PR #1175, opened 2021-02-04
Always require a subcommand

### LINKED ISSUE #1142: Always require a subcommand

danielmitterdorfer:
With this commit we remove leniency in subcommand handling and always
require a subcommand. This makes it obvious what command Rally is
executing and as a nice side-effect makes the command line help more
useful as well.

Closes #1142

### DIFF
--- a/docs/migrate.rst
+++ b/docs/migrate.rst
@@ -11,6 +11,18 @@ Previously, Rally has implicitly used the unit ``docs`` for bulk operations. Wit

Task details -> Copy every line of the data that holds the string "migrate".

Exercise result ->
--- a/docs/migrate.rst
+++ b/docs/migrate.rst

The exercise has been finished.